Task prompt
Copies of all lines that contain "variants" are needed; take them from the data below.
----- Data section -----
PR #804, opened 2023-01-26
feat!: `derive`able `Parameterize` and `Tokenizable`

hal3e:
closes: https://github.com/FuelLabs/fuels-rs/issues/785 - co-developed with @segfault-magnet 

If all your `fields`/`variants` of your custom `struct`/`enum` implement `Parameterizable` and `Tokenizable` you can derive the two traits using the new macros. Here is an example: 

```rust
#[derive(Parameterize, Tokenizable)]
struct MyStruct2<T: Tokenizable + Parameterize> {
    a: T,
}

#[derive(Parameterize, Tokenizable)]
pub struct MyStruct<T: Tokenizable + Parameterize> {
    field1: u64,
    field3: Address,
    field2: Option<MyStruct2<T>>,
}
```

If you do not have `fuels` as a dependency you will have to specify the full path to the `fuels_types` crate. Here is an example of how we used the derive macro inside `fuels_types`:
```rust
#[derive(Debug, PartialEq, Eq, Copy, Clone, Parameterize, Tokenizable)]
#[FuelsTypesPath("crate")]
pub struct B512 {
    pub bytes: [Bits256; 2],
}
```

Breaking changes:
- Moved `Parameterize` and `Tokenizable` traits from `fuels_core::traits` to `fuels_types::traits`
- Unit `enum` variants no longer have parentheses i.e.  before `SomeEnum::A()` now `SomeEnum::A`
- `EvmAddress` - field `value` is not public anymore. We derived both `Parametrize` and `Tokenizable` using the derive macro. The method `from_token` will not clear the first  12 bytes anymore. The reasoning is that: Tokens coming from Sway will always have the first 12 bytes cleared. Tokens from a manually created `EvmAddress` will always have the first twelve bytes cleared.


packages/fuels-macros/src/abigen/code_gen/custom_types.rs
```diff
@@ -0,0 +1,741 @@
+use std::collections::HashSet;
```
segfault-magnet, line 1: This file was moved, but GitHub didn't pick up on that. 

You'll see it later on in red.

MujkicA (dismissed):

Salka1988 (dismissed):

packages/fuels-macros/src/lib.rs
```diff
@@ -76,3 +81,30 @@ pub fn setup_contract_test(input: TokenStream) -> TokenStream {
...
+}
+
+#[proc_macro_derive(TryFrom)]
+pub fn try_from(stream: TokenStream) -> TokenStream {
+    let input = parse_macro_input!(stream as DeriveInput);
+
+    generate_try_from_impl(input)
+        .unwrap_or_else(|e| e.to_compile_error())
+        .into()
+}
```
digorithm, line 110: This whole thing is a work of art. Excellent work breaking down the layers in a very readable/maintainable way!

packages/fuels-macros/src/parse_utils.rs
```diff
@@ -80,3 +81,118 @@ where
...
+            panic!("This cannot happen in valid Rust code. Fields::Unit only appears in enums")
+        }
+    }?;
+
+    let (names, types) = named_fields
+        .into_iter()
+        .map(|field| {
+            let name = field
+                .ident
+                .expect("FieldsNamed to only contain named fields!.");
```
digorithm, line 147:
```suggestion
                .expect("FieldsNamed to only contain named fields.");
```

Sorry, I wish my eyes couldn't catch such small typos 😂

packages/fuels-macros/src/parse_utils.rs
```diff
@@ -80,3 +81,118 @@ where
...
+                        "Must have exactly one element",
+                    ));
+                }
+                fields_unnamed.unnamed.into_iter().next()
+            }
+            Fields::Unit => None,
+            Fields::Named(named_fields) => {
+                return Err(Error::new_spanned(
+                    named_fields,
+                    "Struct-like enum variants are not supported!",
```
digorithm, line 181:
```suggestion
                    "Struct-like enum variants are not supported.",
```

Incredibly minor: let's try and consistently stick with period (`.`) instead of exclamation marks (`!`) for error messages 😁

digorithm (changes requested):
I love this so much 😍 

Great work @hal3e @segfault-magnet 

Requesting changes just for the tiny typos. Feel free to merge after!

packages/fuels-macros/src/lib.rs
hal3e: @segfault-magnet's refactors after the initial implementation are always amazing!

digorithm (approved):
-----
Worked solution
If all your `fields`/`variants` of your custom `struct`/`enum` implement `Parameterizable` and `Tokenizable` you can derive the two traits using the new macros. Here is an example: 
- Unit `enum` variants no longer have parentheses i.e.  before `SomeEnum::A()` now `SomeEnum::A`
+                    "Struct-like enum variants are not supported!",
                    "Struct-like enum variants are not supported.",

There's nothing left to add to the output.